Source data:
PR #2395, opened 2021-05-22
`pretty_name` for dataset in YAML tags

bhavitvyamalik:
I'm updating `pretty_name` for datasets in YAML tags as discussed with @lhoestq. Here are the first 10, please let me know if they're looking good.

If dataset has 1 config, I've added `pretty_name` as `config_name: full_name_of_dataset` as config names were `plain_text`, `default`, `squad` etc (not so important in this case) whereas when dataset has >1 configs, I've added `config_name: full_name_of_dataset+config_name` so as to let user know about the `config` here.


bhavitvyamalik:
Initially I removed the ` - `since there was only one `pretty_name` per config but turns out it was breaking [here](https://github.com/huggingface/datasets/blob/74751e3f98c74d22c48c6beb1fab0c13b5dfd075/src/datasets/utils/metadata.py#L197) in `/utils/metadata.py`

gchhablani:
@lhoestq I guess this will also need some validation?

lhoestq:
Looks like the parser doesn't allow things like
```
pretty_name:
  config_name1: My awesome config number 1
  config_name2: My amazing config number 2
```
therefore you had to use `-` and consider them as a list.

I would be nice to add support for this case in the validator.

There's one thing though: the DatasetMetadata object currently corresponds to the yaml tags that are flattened: the config names are just ignored, and the lists are concatenated.

Therefore I think we would potentially need to instantiate several `DatasetMetadata` objects: one per config. Otherwise we would end up with a list of several pretty_name while we actually need at most 1 per config.

What do you think @gchhablani ?

bhavitvyamalik:
I was thinking of returning `metada_dict` (on line 193) whenever `load_dataset_card` is called (we can pass an extra parameter to `from_readme` or `from_yaml_string` for that to happen).

One just needs config_name as key for the dictionary inside `pretty_name` dict and for single config, there would be only one value to print. We can do this for other fields as well like `size_categories`, `languages` etc. This will obviate the need to flatten the YAML tags so that don't have to instantiate several DatasetMetadata objects. What do you guys think @lhoestq @gchhablani?

gchhablani:
Hi @lhoestq @bhavitvyamalik 

Few things that come to my mind:

1. Instead of instantiating a new `DatasetMetadata` for each config with flattened tags, why can't we make it more flexible and validate only non-dict items? However, in that case, the types wouldn't be as strict for the class attributes. It would also not work for cases that are like `Dict[str,List[Dict[str,str]]`, but I guess that won't be needed anyway.

    Ideally, it would be something like - Check the metadata tag type, do a DFS, and find the non-dict objects, and validate them. Is this an overkill to handle the problem?
2. For single-config datasets, there can be slightly different validation for `pretty_names`, than for multi-config. The user shouldn't need to provide a config name for single-config datasets, wdyt @bhavitvyamalik @lhoestq?
3. @bhavitvyamalik, I'm not sure I understand your approach, can you please elaborate? The `metadata_dict` is flattened before instantiating the object, do you want to remove that? Still confused.

gchhablani:
Btw, `pretty_names` can also be used to handle this during validation :P 

```
-# Dataset Card for [Dataset Name]
+# Dataset Card for Allegro Reviews
```

gchhablani:
@bhavitvyamalik

Now, I think I better understand what you're saying. So you want to skip validation for the unflattened metadata and just return it? And let the validation run for the flattened version?

bhavitvyamalik:
Exactly! Validation is important but once the YAML tags are validated I feel we shouldn't do that again while calling `load_dataset_card`. +1 for default config name for single-config datasets.

gchhablani:
@bhavitvyamalik
Actually, I made the `ReadMe` validation similar to `DatasetMetadata` validation and the class was validating the metadata during the creation. 

Maybe we need to have a separate validation method instead of having it in `__post_init__`? Wdyt @lhoestq? 

I'm sensing too many directions to look into. It'd be great to discuss these sometime. 

But if this PR is urgent then @bhavitvyamalik's logic seems good to me. It doesn't need major modifications in validation.

lhoestq:
> Maybe we need to have a separate validation method instead of having it in __post_init__? Wdyt @lhoestq?

We can definitely have a `is_valid()` method instead of doing it in the post init.

> What about adding a pretty name across all configs, and then config-specific names?

Let's keep things simple to starts with. If we can allow both single-config and multi-config cases it would already be great :)

for single-config:
```yaml
pretty_name: Allegro Reviews
```

for multi-config:
```yaml
pretty_name:
  mrpc: Microsoft Research Paraphrase Corpus (MRPC)
  sst2: Stanford Sentiment Treebank
  ...
```

To support the multi-config case I see two options:
1. Don't allow DatasetMetadata to have dictionaries but instead have separate DatasetMetadata objects per config
2. allow DatasetMetadata to have dictionaries. It implies to remove the flattening step. Then we could get metadata for a specific config this way for example:
```python
from datasets import load_dataset_card

glue_dataset_card = load_dataset_card("glue")
print(glue_dataset_card.metadata)
# DatasetMetatada object with dictionaries since there are many configs
print(glue_dataset_card.metadata.get_metadata_for_config("mrpc"))
# DatasetMetatada object with no dictionaries since there are only the mrpc tags
```

Let me know what you think or if you have other ideas.

gchhablani:
I think Option 2 is better.

Just to clarify, will `get_metadata_for_config`  also return common details, like language, say?

lhoestq:
> Just to clarify, will get_metadata_for_config also return common details, like language, say?

Yes that would be more convenient IMO. For example a dataset card like this
```yaml
languages:
- en
pretty_name:
  config1: Pretty Name for Config 1
  config3: Pretty Name for Config 2
```

then `metadat.get_metadata_for_config("config1")`  would return something like
```python
DatasetMetadata(languages=["en"], pretty_name="Pretty Name for Config 1")
```

bhavitvyamalik:
@lhoestq, should we do this post-processing in `load_dataset_card` by returning unflattened dictionary from `DatasetMetadata` or send this from `DatasetMetadata`?

lhoestq:
Not sure I understand the difference @bhavitvyamalik

bhavitvyamalik:
I was talking about this unflattened dictionary:

> I was thinking of returning the whole dictionary before flattening so that user can access whatever they want with specific configs. Let's say [this](https://pastebin.com/eJ84314f) is my metadata_dict before flattening (the loaded YAML string), so instead of validating it and then returning the items individually we can return it just after loading the YAML string.

lhoestq:
I still don't understand what you mean by "returning unflattened dictionary from DatasetMetadata or send this from DatasetMetadata", sorry. Can you give an example or rephrase this ?

IMO load_dataset_card can return a dataset card object with a metadata field. If the metadata isn't flat (i.e. it has several configs), you can get the flat metadata of 1 specific config with `get_metadata_for_config`. But of course if you have better ideas or suggestions, we can discuss this

gchhablani:
@lhoestq,  I think he is saying whatever `get_metadata_for_config` is doing can be done in `load_dataset_card` by taking the unflattened `metadata_dict` as input.

@bhavitvyamalik, I think it'd be better to have this "post-processing" in `DatasetMetadata` instead of `load_dataset_card`, as @lhoestq has shown. I'll quickly get on that.

---
Three things that are to be changed in `DatasetMetadata`:
1. Allow Non-flat elements and their validation.
2.Create a method to get metadata by config name.
3. Create a `validate()` method.

Once that is done, this PR can be updated and merged, wdys?

lhoestq:
Thanks @gchhablani for the help ! Now that https://github.com/huggingface/datasets/pull/2436 is merged you can remove the `-` in the pretty_name :)

datasets/ade_corpus_v2/README.md
```diff
@@ -33,6 +33,10 @@ task_ids:
   Ade_corpus_v2_drug_dosage_relation:
   - coreference-resolution
 paperswithcode_id: null
+pretty_name:
+  Ade_corpus_v2_classification: Adverse Drug Reaction Data v2 (Ade_corpus_v2_classification)
+  Ade_corpus_v2_drug_ade_relation: Adverse Drug Reaction Data v2 (Ade_corpus_v2_drug_ade_relation)
+  Ade_corpus_v2_drug_dosage_relation: Adverse Drug Reaction Data v2 (Ade_corpus_v2_drug_dosage_relation)
```
lhoestq, line 39:
```suggestion
pretty_name:
  Ade_corpus_v2_classification: Adverse Drug Reaction Data v2 (Classification)
  Ade_corpus_v2_drug_ade_relation: Adverse Drug Reaction Data v2 (AE relations)
  Ade_corpus_v2_drug_dosage_relation: Adverse Drug Reaction Data v2 (Dosages relations)
```

datasets/adversarial_qa/README.md
```diff
@@ -19,6 +19,11 @@ task_ids:
 - extractive-qa
 - open-domain-qa
 paperswithcode_id: adversarialqa
+pretty_name:
+  adversarialQA: adversarialQA (adversarialQA)
+  dbert: adversarialQA (dbert)
+  dbidaf: adversarialQA (dbidaf)
+  droberta: adversarialQA (droberta)
```
lhoestq, line 26:
```suggestion
  adversarialQA: Adversarial QA (combined)
  dbert: Adversarial QA (dbert)
  dbidaf: Adversarial QA (dbidaf)
  droberta: Adversarial QA (droberta)
```

datasets/aeslc/README.md
```diff
@@ -2,6 +2,7 @@
 languages:
 - en
 paperswithcode_id: aeslc
+pretty_name: '"aeslc"'
```
lhoestq, line 5:
```suggestion
pretty_name: Annotated Enron Subject Line Corpus (AESLC)
```

datasets/afrikaans_ner_corpus/README.md
```diff
@@ -18,6 +18,7 @@ task_categories:
 task_ids:
 - named-entity-recognition
 paperswithcode_id: null
+pretty_name: Afrikaans Ner Corpus
```
lhoestq, line 21:
```suggestion
pretty_name: Afrikaans NER Corpus
```

datasets/ag_news/README.md
```diff
@@ -18,6 +18,7 @@ task_categories:
 task_ids:
 - topic-classification
 paperswithcode_id: ag-news
+pretty_name: '"ag_news"'
```
lhoestq, line 21:
```suggestion
pretty_name: AG news
```

datasets/ai2_arc/README.md
```diff
@@ -19,6 +19,9 @@ task_ids:
 - open-domain-qa
 - multiple-choice-qa
 paperswithcode_id: null
+pretty_name:
+  ARC-Challenge: '"ai2_arc" (ARC-Challenge)'
+  ARC-Easy: '"ai2_arc" (ARC-Easy)'
```
lhoestq, line 24:
```suggestion
  ARC-Challenge: AI2 Reasoning Challenge (ARC) 2018 (ARC-Challenge)
  ARC-Easy: AI2 Reasoning Challenge (ARC) 2018 (ARC-Easy)
```

datasets/air_dialogue/README.md
```diff
@@ -21,6 +21,9 @@ task_ids:
 - dialogue-modeling
 - language-modeling
 paperswithcode_id: null
+pretty_name:
+  air_dialogue_data: air_dialogue (air_dialogue_data)
+  air_dialogue_kb: air_dialogue (air_dialogue_kb)
```
lhoestq, line 26:
```suggestion
  air_dialogue_data: AirDialogue (air_dialogue_data)
  air_dialogue_kb: AirDialogue (air_dialogue_kb)
```

lhoestq (commented):
Thanks :)

I added a few suggestions for the pretty names to try to make them prettier :P

albertvillanova:
Thanks @bhavitvyamalik.

I think this PR was superseded by these others also made by you:
-  #3498
- #3536

I'm closing this.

Your instructions:
Tally the lines in the records that hold the word "method". Give only the total.

Exercise answer:
5